Below is an example of how you can modify your code to add and later query different namespaces for the backstories. Essentially, when adding your documents you supply a namespace (one per employee/backstory), and when retrieving, you pass that same namespace via the retriever’s search_kwargs.
Updating Document Insertion
If you’re adding documents directly via texts (or chunks), you can pass the namespace as follows:
# For each employee, add their backstory texts with a unique namespace.
pineconeVectorStore.add_texts(["Backstory for Employee 1"], namespace="employee1")
pineconeVectorStore.add_texts(["Backstory for Employee 2"], namespace="employee2")
pineconeVectorStore.add_texts(["Backstory for Employee 3"], namespace="employee3")
If you’re using a helper function like your get_pineconeVectorStore, you can add an optional namespace parameter and forward it to the underlying call. For instance:
def get_pineconeVectorStore(text_chunks, indexName, namespace=None):
embeddings = OpenAIEmbeddings(
deployment="text-embedding-ada-002",
model="text-embedding-ada-002",
chunk_size=10
)
pineconeVectorStore = Pinecone.from_texts(
text_chunks,
embeddings,
index_name=indexName,
namespace=namespace # Pass the desired namespace here.
)
return pineconeVectorStore
Now, when you call the function, you can do:
# Example: Creating a vector store for Employee 1's backstory only.
employee1_vectorstore = get_pineconeVectorStore(employee1_text_chunks, pineconeIndexName, namespace="employee1")
Updating Retrieval
When building the ConversationalRetrievalChain (or any query that uses the retriever), you can restrict the search to a specific namespace by updating the retriever creation. For example, update your get_conversation_chain to accept a namespace parameter and use it when calling as_retriever:
def get_conversation_chain(vectorstore, namespace=None):
llm = ChatOpenAI(model="gpt-3.5-turbo", max_tokens=50)
general_system_template = r"""
You are John, a Customer Service Officer at the company.
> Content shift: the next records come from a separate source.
PR #2307, opened 2024-08-16
Fix payment information component not fetching latest data on first render

### LINKED ISSUE #2277: Payment Details component doesn't fetch data on initial render
### Description of the bug

If you edit some data in the data model that should have an effect on order details, and then navigate to another page where the payment details component is, the payment details components doesn't reload order details data.

If you add some data on page 1 that should affect the price, and then go to page 2, where the component is, it will show a sum of 0 and no order lines.

This does not happen if you also have the component in page 1, where you are editing the data, but that's because the loading of order details is happening on page 1, and is then cached for when it should be shown in page 2.

### Steps To Reproduce

Setup:
1. Have an app with payment setup. Suggestion: https://dev.altinn.studio/repos/ttd/payment-test.
2. Have one page where you can edit some data that should affect the order details being calculated in the IOrderDetailsCalculator implementation of the app. **Make sure there is no PaymentDetails component in this page, or else you won't be able to reproduce the bug.**
3. Have another page with a PaymentDetails component.

Steps:
1. Fill out some data in the first page that should affect the price.
2. Navigate to the page with the payment details component. Observe that the sum is still 0. No data has been loaded.

### Additional Information

_No response_

Magnusrm:
## Description

Because the order details are prefetched when the form loads we have to refetch the data when mounting the component in order to not use the stale cached data the was prefetched.

## Related Issue(s)

- closes #2277 

## Verification/QA

- Automated tests
  - [ ] Has been added/updated
  
- Support in Altinn Studio
  
- Sprint board
- Labels

### DIFF
--- a/src/layout/PaymentDetails/PaymentDetailsComponent.tsx
+++ b/src/layout/PaymentDetails/PaymentDetailsComponent.tsx
@@ -20,6 +20,11 @@ export function PaymentDetailsComponent({ node }: IPaymentDetailsProps) {
   const mappedValues = FD.useMapping(mapping);
   const prevMappedValues = useRef<Record<string, unknown>>(mappedValues);
 
+  // refetch data on mount by invalidating cache as the first fetch is done by the formPrefetcher
+  useEffect(() => {
+    refetchOrderDetails();
+  });
+
   useEffect(() => {
     if (!hasUnsavedChanges && mapping && !deepEqual(prevMappedValues.current, mappedValues)) {
       refetchOrderDetails();
--- a/src/layout/PaymentDetails/PaymentDetailsComponent.tsx
+++ b/src/layout/PaymentDetails/PaymentDetailsComponent.tsx
@@ -22,7 +22,6 @@ export function PaymentDetailsComponent({ node }: IPaymentDetailsProps) {
 
   // refetch data on mount by invalidating cache as the first fetch is done by the formPrefetcher
   useEffect(() => {
-    console.log('refetchOrderDetails');
     refetchOrderDetails();
   }, [refetchOrderDetails]);
 
--- a/src/layout/PaymentDetails/PaymentDetailsComponent.tsx
+++ b/src/layout/PaymentDetails/PaymentDetailsComponent.tsx
@@ -22,8 +22,9 @@ export function PaymentDetailsComponent({ node }: IPaymentDetailsProps) {
 
   // refetch data on mount by invalidating cache as the first fetch is done by the formPrefetcher
   useEffect(() => {
+    console.log('refetchOrderDetails');
     refetchOrderDetails();
-  });
+  }, [refetchOrderDetails]);
 
   useEffect(() => {
     if (!hasUnsavedChanges && mapping && !deepEqual(prevMappedValues.current, mappedValues)) {


src/layout/PaymentDetails/PaymentDetailsComponent.tsx
```diff
@@ -20,6 +20,11 @@ export function PaymentDetailsComponent({ node }: IPaymentDetailsProps) {
   const mappedValues = FD.useMapping(mapping);
   const prevMappedValues = useRef<Record<string, unknown>>(mappedValues);
 
+  // refetch data on mount by invalidating cache as the first fetch is done by the formPrefetcher
+  useEffect(() => {
+    refetchOrderDetails();
+  });
+
```
bjosttveit, line 27: Doesn't this just fire on every render since there is no dependency array?

Magnusrm: Yep, once every render i guess. Should i handle it differently?

bjosttveit: The comment says it only refetches on mount, in that case you would want an empty dependency array?

src/layout/PaymentDetails/PaymentDetailsComponent.tsx
```diff
@@ -20,6 +20,11 @@ export function PaymentDetailsComponent({ node }: IPaymentDetailsProps) {
   const mappedValues = FD.useMapping(mapping);
   const prevMappedValues = useRef<Record<string, unknown>>(mappedValues);
```
bjosttveit, line 21: The previous value is currently initialized to the current value, so the existing use effect will not fire on mount. Would it work if you just initialized `prevMappedValues` as `undefined` instead?

Magnusrm:
@bjosttveit Ble en del styr med typeguarding når jeg initialiserte prevMappedValues som undefined. La til dependency array, men får klager om t den bør inneheolde noe eller fjernes. La til refetchOrderDetails og tenker det går fint ettersom den trolig ikke vil endre seg med mindre man rendrer hele appen på nytt.

bjosttveit:
> La til refetchOrderDetails og tenker det går fint ettersom den trolig ikke vil endre seg med mindre man rendrer hele appen på nytt.

Ja det bør gå fint siden den bruker en useCallback.

>Ble en del styr med typeguarding når jeg initialiserte prevMappedValues som undefined

Type guarding hvordan da? Jeg fikk i hvertfall ikke noen type errors ved å endre til dette:

```diff
+ const prevMappedValues = useRef<Record<string, unknown> | undefined>(undefined);
- const prevMappedValues = useRef<Record<string, unknown>>(mappedValues);
```

Magnusrm:
Aha jeg misforstod, jeg endra bare til `prevMappedValues = undefined;`

olemartinorg:
> **Because the order details are prefetched** when the form loads we have to **refetch the data when mounting** the component in order to **not use the stale cached data** the was prefetched

I'm not entirely up to date, but mayyybe the fix here is to just remove prefetching? What's the point in prefetching if you're throwing that away be refetching? :thinking:

Magnusrm:
@olemartinorg 
The pre-fetching was added in order to make sure data was loaded before the pdf was created: https://github.com/Altinn/app-frontend-react/pull/2103

I'll make sure to create a regression test! 🫡

bjosttveit:
> but mayyybe the fix here is to just remove prefetching? What's the point in prefetching if you're throwing that away be refetching? 🤔

I am not convinced that prefetching is the real issue here. Would you not have the same problem if you navigate to the payment component (load the query once), navigate away and change something, then navigate back to payment. Now, the query needs to refetch, but it will not do it because it initially compares the current data with itself. I think this would happen regardless of prefetching 🤷

src/layout/PaymentDetails/PaymentDetailsComponent.tsx
```diff
@@ -20,6 +20,11 @@ export function PaymentDetailsComponent({ node }: IPaymentDetailsProps) {
...
 
+  // refetch data on mount by invalidating cache as the first fetch is done by the formPrefetcher
+  useEffect(() => {
+    refetchOrderDetails();
+  }, [refetchOrderDetails]);
+
```
bjosttveit, line 27: En ting jeg akkurat kom på, er jo at man ikke trenger å refetche med mindre `mapping !== undefined` 🤔

Magnusrm: Sant 👍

You are answering questions regarding your job at helping with the rental application process.
----
{context}
----
"""
general_user_template = "Question:{question}"
messages = [
SystemMessagePromptTemplate.from_template(general_system_template),
HumanMessagePromptTemplate.from_template(general_user_template)
]
qa_prompt = ChatPromptTemplate.from_messages(messages)
memory = ConversationBufferMemory(memory_key='chat_history', return_messages=True)
# Pass search_kwargs with the desired namespace to filter the documents
retriever = vectorstore.as_retriever(search_kwargs={"namespace": namespace}) if namespace else vectorstore.as_retriever()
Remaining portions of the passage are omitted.